In the cases we've looked at so far, I recommended using existing code to save yourself the time and hassle. In the case of security and encryption code, however, there’s a more important reason: You're unlikely to do it right on your own.

According to Schneier’s Law, "Anyone can invent an encryption algorithm they themselves can't break; it's much harder to invent one that no one else can break." Encryption algorithms are tested and attacked by experts who are much better at it than you are. (For more examples of why you should reuse existing code for security and encryption, see, "Why shouldn’t we roll our own" in the Security Stack Exchange.)

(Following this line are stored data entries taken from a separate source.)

PR #1523, opened 2023-11-14
Generalize bug fix from #1512

AMS21:
This is a more generalized solution to the bug fix described in #1512 which requires less `#ifdef` and allows other places to also benefit from this fix.

### DIFF
--- a/src/Common/PlatformLinux.inl
+++ b/src/Common/PlatformLinux.inl
@@ -429,7 +429,7 @@ inline int _rmdir(const char *path)
 }
 #define _write write
 #define _strupr strupr
-#define _read read
+#define _read xr_read
 #define _set_new_handler std::set_new_handler
 #define _finite isfinite
 inline int _mkdir(const char *dir) { return mkdir(dir, S_IRWXU); }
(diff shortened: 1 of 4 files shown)


src/Common/PlatformLinux.inl
```diff
@@ -1108,3 +1108,29 @@ inline tm* localtime_safe(const time_t *time, struct tm* result){ return localti
 #define xr_strerror(errno, buffer, bufferSize) strerror_r(errno, buffer, sizeof(buffer))
 
 using xrpid_t = pid_t;
+
+// This is a drop-in replacement for calls to linux 'read' function. We use this because unlike other OSes
+// Linux 'read' function can return less then the requested number of bytes and might need to be called multiple times.
+// Apart from this, it behaves exactly as you would expect and matches the other OSes implementation.
+// See also: https://www.man7.org/linux/man-pages/man2/read.2.html
+inline ssize_t xr_read(int file_handle, void *buffer, size_t count)
```
375gnu, line 1116: Actually it make sense to make this implementation common, so any new platform with such behaviour will be handled automatically. And it will not harm other platforms.

AMS21: Alright where would be a good place to put this? Directly into Platform.h?

Xottab-DUTY (approved):

PR #1525, opened 2023-11-14
Fix custom condition factor not saving properly (#1524)

### LINKED ISSUE #1524: Condition factor added with use_condition param in LTX doesn't save properly
**Describe the bug**
There is some code in engine which does work initially, but doesn't save properly to packets:
```
    // Added by Axel, to enable optional condition use on any item
    m_flags.set(FUsingCondition, READ_IF_EXISTS(pSettings, r_bool, section, "use_condition", false));
```

**To Reproduce**
1. Add some log like so in CInventoryItem::Load/Save funcs: `Msg("debug - save item %s with condition %f", m_object->cNameSect().c_str(), m_fCondition)`
1. load into game
2. drop a weapon/item, shoot it
3. pick it up, save game
4. check logs from step 1 - correct values saved
5. load game
6. check logs from step 1 - correct values saved
7. save game
8. check logs from step 1 - observe bug, loaded values are reset to 1.f (unless the item condition has changed between steps 5 and 7; then it will be equal to `1 - conditionDecremented`)

**Expected behavior**
use_condition param should save to packets 

 - OS: Windows 10
 - OpenXRay build version: 98f80503e11d30861d9fe1079138544ac7866680

yohjimane:
~Doesn't work yet because pSE_InventoryItem m_fCondition is not updated correctly, and overrides the correct value.~ That issue is fixed, should be ready to merge now!

Will break saves; requires new save

credits: lucy

### DIFF
--- a/src/xrGame/ActorHelmet.cpp
+++ b/src/xrGame/ActorHelmet.cpp
@@ -74,20 +74,6 @@ bool CHelmet::net_Spawn(CSE_Abstract* DC)
     return (res);
 }
 
-void CHelmet::net_Export(NET_Packet& P)
-{
-    inherited::net_Export(P);
-    P.w_float_q8(GetCondition(), 0.0f, 1.0f);
-}
-
-void CHelmet::net_Import(NET_Packet& P)
-{
-    inherited::net_Import(P);
-    float _cond;
-    P.r_float_q8(_cond, 0.0f, 1.0f);
-    SetCondition(_cond);
-}
-
 void CHelmet::OnH_A_Chield()
 {
     inherited::OnH_A_Chield();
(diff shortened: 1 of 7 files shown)


yohjimane:
Fixed now - there was some code which was overriding the correct condition.

I removed that line, checked vanilla condition on save/load with multiple item types (weapon, armor, helmet, eatable item) - everything works as expected.

I also checked custom condition added with `use_condition` param, and that works as expected too*

*Eatable items also need to have `max_uses` defined to function properly.

Hrusteckiy:
Does this work with elements that only have `IsUsingCondition()` flag?

yohjimane:
@Hrusteckiy Yes, it should work. I tested some outfits out- those use `FUsingCondition` flag instead of `use_condition` from ltx and the condition saves/loads correctly.

PR #1545, opened 2023-11-27
Separate new shaders into r5

yohjimane:
Seems to work okay for vanilla R4 so far. ~There are some R3 bugs~ Nevermind, SSAO is bugged in DX10 before any new shader stuff was merged.


src/Layers/xrRender/xrRender_console.cpp
```diff
@@ -852,6 +852,29 @@ class CCC_Fog_Reload : public IConsole_Command
...
 #endif // (RENDER == R_R3) || (RENDER == R_R4)
 
+class CCC_new_shader_support : public CCC_Mask
+{
+public:
+    CCC_new_shader_support(pcstr N, Flags32* V, u32 M) : CCC_Mask(N, V, M) { ; };
+    void Execute(LPCSTR args) override
+    {
+#if RENDER == R_R4
+        if (HW.FeatureLevel >= D3D_FEATURE_LEVEL_11_0)
```
yohjimane, line 862: @Xottab-DUTY is this the correct way to check if we're using DX11 renderer? Seems to work okay on my end, but i wasn't sure.

Xottab-DUTY: > @Xottab-DUTY is this the correct way to check if we're using DX11 renderer? Seems to work okay on my end, but i wasn't sure.

Yes, it is the correct way!

Xottab-DUTY:
Thanks!

PR #1548, opened 2023-11-28
* FIX: [Engine] add new_shader_support to r2 _options so it persists properly

yohjimane:


src/Layers/xrRender_R2/r2.cpp
```diff
@@ -581,7 +581,9 @@ void CRender::create()
     }
 #endif
 
+    o.new_shader_support = false;
 #if defined(USE_DX11)
+    o.new_shader_support = ps_r2_ls_flags_ext.test(R4FLAGEXT_NEW_SHADER_SUPPORT);
```
Xottab-DUTY: Still should check for feature level here:
```suggestion
    o.new_shader_support = HW.FeatureLevel >= D3D_FEATURE_LEVEL_11_0 && ps_r2_ls_flags_ext.test(R4FLAGEXT_NEW_SHADER_SUPPORT);
```

Xottab-DUTY (approved):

Whether you’re using database bind variables to avoid SQL injection or salting passwords when creating hashes, it’s critical not to take shortcuts. Follow the recommended practices. Even if you think that your way is just as good, it probably isn't. Trust the professionals: Leave security and encryption to the experts, and do what they say.

Isn’t this overkill?

Sometimes, programmers don't want to use existing code. We’re proud of our skills, and we like the process of creating code to solve our problems. That’s fine, but often the best way to solve a problem is to write as little code as possible. In software, the most expensive time is a programmer's time. Including an additional library in your software may add a few milliseconds of program execution time that nobody is likely to notice. What won’t go unnoticed are the hours or days you burn tracking down bugs from code that you wrote—but didn't need to.